Along the way, Mikhail got cold feet. Alexander told him they could try again at a different time. When Mikhail turned to head back, Alexander pulled out a hammer and hit him in the head. Mikhail collapsed to the ground. Alexander dragged him into the forest. He recalled seeing a well hidden in the trees. He dumped Mikhail’s body into the well and returned the cover. He picked up his hammer and left.
The well that Alexander dumped Mikhail’s body into wasn’t like your standard water well. It was actually an access point to the sewer that ran underneath Bitsa Park. The shaft of the well opened up into a large basin of deep water. There was no ladder inside the well and once the lid had been put back on top, it was completely dark. Other tunnels lead into the well, causing a current that swept through to the other side.
If Mikhail had not already been dead, he would have been pushed by the current into another tunnel where he would have drowned, regardless.
After killing Mikhail, Alexander waited nine years before he would kill again.
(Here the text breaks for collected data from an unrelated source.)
PR #1440, opened 2021-09-23
(IAC-1595) Return Debian to Metadata

david22swan:
Debian had previously been removed in order to cancel the tests, however this can now be accomplished with the `exclude_platforms` parameter within the sync.yml

### DIFF
--- a/.github/workflows/nightly.yml
+++ b/.github/workflows/nightly.yml
@@ -4,6 +4,7 @@ on:
   schedule:
     - cron: '0 0 * * *'
 
+
 env:
   HONEYCOMB_WRITEKEY: 7f3c63a70eecc61d635917de46bea4e6
   HONEYCOMB_DATASET: litmus tests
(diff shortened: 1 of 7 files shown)


.github/workflows/nightly.yml
```diff
@@ -45,29 +46,27 @@ jobs:
...
         echo STEP_ID=Setup-Acceptance-Test-Matrix >> $GITHUB_ENV
         echo STEP_START=$(date +%s) >> $GITHUB_ENV
-
     - name: Setup Acceptance Test Matrix
       id: get-matrix
       if: ${{ github.repository_owner == 'puppetlabs' }}
       run: |
         if [ '${{ github.repository_owner }}' == 'puppetlabs' ]; then
-          buildevents cmd $TRACE_ID $STEP_ID matrix_from_metadata -- bundle exec matrix_from_metadata_v2
+          buildevents cmd $TRACE_ID $STEP_ID matrix_from_metadata -- bundle exec matrix_from_metadata_v2 --exclude-platforms '["Debian-9", "Debian-10", "Debian-11"]'
```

In May of 2001, Alexander lured a man he often played chess with into the forest. The man, named Yevgeny Pronin, followed Alexander to where he claimed his dog had been buried. They “paid respects” to Alexander’s supposed dead dog by having a drink of vodka. What Yevgeny did not know is that Alexander had led him straight to the well where he had previously dumped Mikhail’s body.
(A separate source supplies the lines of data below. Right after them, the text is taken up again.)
PR #1449, opened 2021-12-28
Use MariaDB for Ubuntu 20.04

treydock:
Ran into numerous issues when Puppet attempted to install MySQL 8.0. Not sure if maybe the repos on Azure Ubuntu 20.04 are the problem but using MariaDB solved the issues.

### DIFF
--- a/manifests/params.pp
+++ b/manifests/params.pp
@@ -171,9 +171,10 @@ class mysql::params {
     }
 
     'Debian': {
-      if $::operatingsystem == 'Debian' {
+      if $::operatingsystem == 'Debian' or
+      ($::operatingsystem == 'Ubuntu' and versioncmp($::operatingsystemrelease, '20.04') >= 0) {
         $provider = 'mariadb'
-      } else { # Ubuntu
+      } else {
         $provider = 'mysql'
       }
       if $provider == 'mariadb' {
--- a/manifests/params.pp
+++ b/manifests/params.pp
@@ -171,8 +171,8 @@ class mysql::params {
     }
 
     'Debian': {
-      if $::operatingsystem == 'Debian' or
-      ($::operatingsystem == 'Ubuntu' and versioncmp($::operatingsystemrelease, '20.04') >= 0) {
+      if $facts['os']['name'] == 'Debian' or
+      ($facts['os']['name'] == 'Ubuntu' and versioncmp($facts['os']['release']['major'], '20.04') >= 0) {
         $provider = 'mariadb'
       } else {
         $provider = 'mysql'
--- a/manifests/server/config.pp
+++ b/manifests/server/config.pp
@@ -34,7 +34,7 @@ class mysql::server::config {
   }
 
   #Debian: Creating world readable directories before installing.
-  case $::osfamily {
+  case $facts['os']['family'] {
     'Debian': {
       if $managed_dirs {
         $managed_dirs.each | $entry | {
--- a/manifests/server/config.pp
+++ b/manifests/server/config.pp
@@ -34,7 +34,7 @@ class mysql::server::config {
   }
 
   #Debian: Creating world readable directories before installing.
-  case $::operatingsystem {
+  case $::osfamily {
     'Debian': {
       if $managed_dirs {
         $managed_dirs.each | $entry | {
--- a/spec/acceptance/00_mysql_server_spec.rb
+++ b/spec/acceptance/00_mysql_server_spec.rb
@@ -38,8 +38,7 @@ describe 'mysql class' do
           },
           databases => {
             'somedb' => {
-              ensure  => 'present',
-              charset => #{fetch_charset},
+              ensure => 'present',
             },
           }
         }
--- a/spec/acceptance/01_mysql_db_spec.rb
+++ b/spec/acceptance/01_mysql_db_spec.rb
@@ -14,7 +14,6 @@ describe 'mysql::db define' do
         mysql::db { 'spec1':
           user            => 'root1',
           password        => 'password',
-          charset         => #{fetch_charset},
         }
       MANIFEST
     end
@@ -43,7 +42,6 @@ describe 'mysql::db define' do
           user     => 'root1',
           password => 'password',
           sql      => '/tmp/spec.sql',
-          charset  => #{fetch_charset},
         }
       MANIFEST
     end
@@ -68,7 +66,6 @@ describe 'mysql::db define' do
           user     => 'root1',
           password => 'password',
           dbname   => 'realdb',
-          charset  => #{fetch_charset},
         }
       MANIFEST
     end
--- a/spec/acceptance/04_mysql_backup_spec.rb
+++ b/spec/acceptance/04_mysql_backup_spec.rb
@@ -12,7 +12,6 @@ describe 'mysql::server::backup class' do
         ]:
           user     => 'backup',
           password => 'secret',
-          charset  => #{fetch_charset},
         }
 
         class { 'mysql::server::backup':
@@ -73,7 +72,6 @@ describe 'mysql::server::backup class' do
           ]:
             user     => 'backup',
             password => 'secret',
-            charset  => #{fetch_charset},
           }
 
           class { 'mysql::server::backup':
@@ -138,7 +136,6 @@ describe 'mysql::server::backup class' do
           ]:
             user     => 'backup',
             password => 'secret',
-            charset  => #{fetch_charset},
           }
           case $facts['os']['family'] {
             /Debian/: {
@@ -259,7 +256,6 @@ describe 'mysql::server::backup class' do
           ]:
             user     => 'backup',
             password => 'secret',
-            charset  => #{fetch_charset},
           }
           case $facts['os']['family'] {
             /Debian/: {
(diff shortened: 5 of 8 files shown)


ghoneycutt:
+1 tested that this is working

ghoneycutt:
@LukasAud This is another quick win that we have been using with a customer.

alexjfisher:
Seems reasonable. @treydock Would you consider this a breaking change, or is the module effectively broken for Ubuntu 20 users without this?
Given Ubuntu 22.04 came out in the last few days, should the PR title be updated?  (Or perhaps that should wait for a separate PR that adds ubuntu 22.04 to the test matrix and to metadata.json)

alexjfisher:
(and could someone restart the build so that we can see what the ubuntu 20.04 build failures were about?)

treydock:
> Seems reasonable. @treydock Would you consider this a breaking change, or is the module effectively broken for Ubuntu 20 users without this? Given Ubuntu 22.04 came out in the last few days, should the PR title be updated? (Or perhaps that should wait for a separate PR that adds ubuntu 22.04 to the test matrix and to metadata.json)

This module was not working at all on Ubuntu 20.04 without this change, at least not without overriding package names.  I think can wait till 22.04 can be tested.

manifests/params.pp
```diff
@@ -171,9 +171,10 @@
     }
 
     'Debian': {
-      if $::operatingsystem == 'Debian' {
+      if $::operatingsystem == 'Debian' or
```
alexjfisher, line 174: I appreciate a lot of the existing code doesn't, but can we start using the `$facts` hash here instead of using topscope variables?

eg.
```suggestion
      if $facts['operatingsystem'] == 'Debian' or
```

alexjfisher: (I've not any strong opinion on continuing to use 'legacy facts', but you could use the newer ones like `$facts['os']['name']` instead)

treydock: Updated to use non-legacy facts from facts hash.

LukasAud:
Hey @ghoneycutt, thanks for the ping, will be keeping a close eye on this one.

On the other hand, @treydock could you elaborate a bit more on the failure? This issue is very similar to another one we are experiencing on a cloud testing level for Debian systems. Any information and/or solutions for this issue will be very appreciated and could speed up work on our side for this and other issues.

treydock:
> On the other hand, @treydock could you elaborate a bit more on the failure? This issue is very similar to another one we are experiencing on a cloud testing level for Debian systems. Any information and/or solutions for this issue will be very appreciated and could speed up work on our side for this and other issues.

@LukasAud I no longer have access to the systems where this was an issue but it was Azure based Ubuntu 20.04 so this could be something unique to Azure's Ubuntu repos.  I also no longer have access to Azure based systems so not sure I'll be able to further test solutions and my normally deployed systems are all RHEL so can't test there either.

LukasAud:
@treydock That is okay, we are working on our side to troubleshoot a very similar issue on a different system. We will let you know if we find a reliable fix for the issue.

LukasAud:
Hi @treydock, there is a new release for our MySQL module which I think may affect your PR. Could you rebase it?

treydock:
I've rebased.

LukasAud:
Hi, @treydock. I have looked over the latest checks. The goods news is that the previous error, which would crash the test run, is no longer present. However, there are still two distinct failures in the acceptance run that need to be addressed before I can merge this PR. 

One seems to be a recurring problem over most of the logged failures. I have noticed this log which repeats over all failures and seems to point to the cause of the problem:
`Notice: /Stage[main]/Mysql::Server::Providers/Mysql_database[somedb]/charset: charset changed 'utf8' to 'utf8mb3'`

The other failure affects a single test case and throws the following errors:
```
Error: /Stage[main]/Main/Mysql::Db[spec2]/Exec[spec2-import]: Failed to call refresh: 'cat /tmp/spec.sql | mysql spec2' returned 1 instead of one of [0]
       Error: /Stage[main]/Main/Mysql::Db[spec2]/Exec[spec2-import]: 'cat /tmp/spec.sql | mysql spec2' returned 1 instead of one of [0]
```

If you can take a look at the code and address these errors so that the acceptance runs pass, I will be happy to merge this.

treydock:
> One seems to be a recurring problem over most of the logged failures. I have noticed this log which repeats over all failures and seems to point to the cause of the problem: `Notice: /Stage[main]/Mysql::Server::Providers/Mysql_database[somedb]/charset: charset changed 'utf8' to 'utf8mb3'`

If I had to guess, MariaDB for Ubuntu doesn't default to utf8mb3 so the changes to use that charset would need to be removed and just go back to utf8.  Does this sound acceptable?

> 
> The other failure affects a single test case and throws the following errors:
> 
> ```
> Error: /Stage[main]/Main/Mysql::Db[spec2]/Exec[spec2-import]: Failed to call refresh: 'cat /tmp/spec.sql | mysql spec2' returned 1 instead of one of [0]
>        Error: /Stage[main]/Main/Mysql::Db[spec2]/Exec[spec2-import]: 'cat /tmp/spec.sql | mysql spec2' returned 1 instead of one of [0]
> ```

Further down this is the actual error:

```
       Notice: /Stage[main]/Main/Mysql::Db[spec2]/Exec[spec2-import]/returns: ERROR 1050 (42S01) at line 1: Table 'table1' already exists
```

I think what's happening is the idempotent issue from charset is causing the test to refresh and try and import the SQL again.  Let me know of changing the default charset to utf8 for Ubuntu 20.04 is acceptable and I'll make that change.

LukasAud:
Yes, as long as the change is necessary and it doesn't break any other functionality, we are happy to accept this sort of changes.

Furthermore, it seems like the only instance of charset replacement occurs in a spec_helper (spec_helper_acceptance_local.rb) file, and thus, any change or code removal should only affect the test cases, and no other core module functionality.

LukasAud (approved):

LukasAud:
That's perfect. Thanks for your contribution.

daehnomel:
I've found that Several errors will occur when trying to apply ANY grants to the root@localhost MySQL user in a manifest using the forge MySQL module Version 11.03 and higher, this has happened on 6 hosts in my environment with the configuration below.  Removing all grants to root@localhost allows MySQL AND or MariaDB to install AND OR continue operating, without error.
Puppet Community Version 7.20
Ubuntu 20.04
MySQL 8.0.31

daehnomel:
> I've found that Several errors will occur when trying to apply ANY grants to the root@localhost MySQL user in a manifest using the forge MySQL module Version 11.03 and higher, this has happened on 6 hosts in my environment with the configuration below. Removing all grants to root@localhost allows MySQL AND or MariaDB to install AND OR continue operating, without error. Puppet Community Version 7.20 Ubuntu 20.04 MySQL 8.0.31

Additionally, abandoning MySQL for MariaDB on Ubuntu, as done here,  breaks prior implementations of this manifest by attempting to install MariaDB over MySQL.  Explicitly declaring "package name' and 'package_ensure' resource types, as recommended does not properly override the MariaDB install issue.  These issues cause significant problems for production systems running Ubuntu / MySQL and updating this module from previous versions, especially in concert with the issue listed above.  Please reconsider making MariaDB the default, or, make overriding that an easier affair.

enkidushane:
The change to MariaDB as the default in 20.04 caused issues for me as well.  I started installing mysql-server and mysql-client with a version of puppetlabs-mysql that predated the release of Ubuntu 20.04, and while the server installed as expected, the client failed.  So I updated the module to the latest release, and couldn't understand why it was complaining about mariadb-server not being able to install.

After looking at the change log, I figured I'd go ahead and remove mysql-server and let it install mariadb, and while it installed the mariadb server and client packages, it would not start (complaining about "/usr/sbin/mysqld: One can only use the --user switch if running as root".  I spent 30 minutes trying to understand that error, finally noticed that the "user" setting was coming from puppet, and decided I needed to purge maridb and mysql, totally wipe out /etc/mysql and re-run puppet.  After doing that, mariadb server still wouldn't start, but for some other reason.

So this time I purged / deleted /etc/mysql, and then "downgraded" to v12.0.3 of puppetlab-mysql.  Re-ran puppet and mysql server and client installed without issue, mysql server started fine, and puppet set up the 100+ users / databases as configured.   I don't know what issue were originally encountered with Mysql 8.0 on Ubuntu 20.04, but running a pretty generic setup, I didn't encounter any major issues (there's a minor issue involving default charset and collate, but that was easy to address in my local module).

A comment in another ticket (https://github.com/puppetlabs/puppetlabs-mysql/issues/1500#issuecomment-1302474078) possibly suggests (the wording is ambiguous enough that I'm not sure) that MariaDB is what gets installed on Ubuntu 20.04 when you install mysql-server, but I don't think that's the case.

I know the switch to mariadb as the default in puppetlabs-mysql is nearly a year old now, so reverting this change may itself be breaking, but perhaps one or more of the following could be done:

LukasAud:
Hi @daehnomel and @enkidushane, we always appreciate feedback. However, its hard for us to track community opinions, issues and suggestions when they are in dead/merged PRs. If you have an issue to report or a suggestion to improve the module, please feel free to open a discussion in our '[Issues](https://github.com/puppetlabs/puppetlabs-mysql/issues)' tab and, if relevant, link back to this PR for more information. That way, we will have better visibility on it.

Alexander got out a bottle of vodka and both men took a drink. Alexander gestured for Yevgeny to turn around and lead them back. Once his back was turned, Alexander hit the man in the head with a hammer. He then dragged Yevgeny’s body to the well and dumped it inside. He would do the same to nearly all of his victims.
All the people that Alexander murdered were people that he knew. He had personal relationships with all of them. He would tell the police that it made him feel like God.
Not all of Alexander’s victims would die, surprisingly. Victims 16 and 17, a pregnant woman, named Maria Viricheva, and a 13-year-old boy, named Mikhail Lobov, both managed to survive. When Alexander threw their bodies into the well, their clothing snagged on the side of the well. Miraculously, both were able to climb back out.
Both victims went to the police and identified their attacker. Instead of getting the help, they had hoped for, both were told that they needed to drop the charges. If they did not, the police would come up with something to have them arrested. Both victims were forced to stay quiet.
Some believe that Alexander got caught on purpose. They believe that he wanted to get fame for the awful things he had done. It is speculated that this might be why he started leaving the bodies out in the open. He, also, started to pose the bodies. He wanted the police to find them so he could have the credit he felt that he deserved.
When police searched his home, they found a notebook with a chessboard drawn inside. A standard chessboard has 64 squares. The chessboard that Alexander had drawn had 62 squares filled in, each one representing one of his victims. He was unaware that two of his victims had not perished so they were still included on his chessboard.
Once arrested, Alexander completely cooperated with the police. He told them all the details of each of his murders, going so far as to reenact what he had done to some of them.
Police were only able to provide evidence for 49 of his 60 murders. Alexander was disappointed and asked if he could get credit for the other 11 murders. He wanted to retain his 60 victim mark.
Alexander was seen as such a threat during his trial that he was kept inside a glass cage the entire time. He showed no remorse throughout his trial. He seemed to enjoy the spectacle of it all.
Alexander Pichushkin was given the highest punishment under Russian law. He received life in prison without parole. His first 15 years of his imprisonment were to be served in complete and total solitary confinement. He could have nothing in his cell and was not allowed to leave.
Pichushkin is still in solitary confinement today.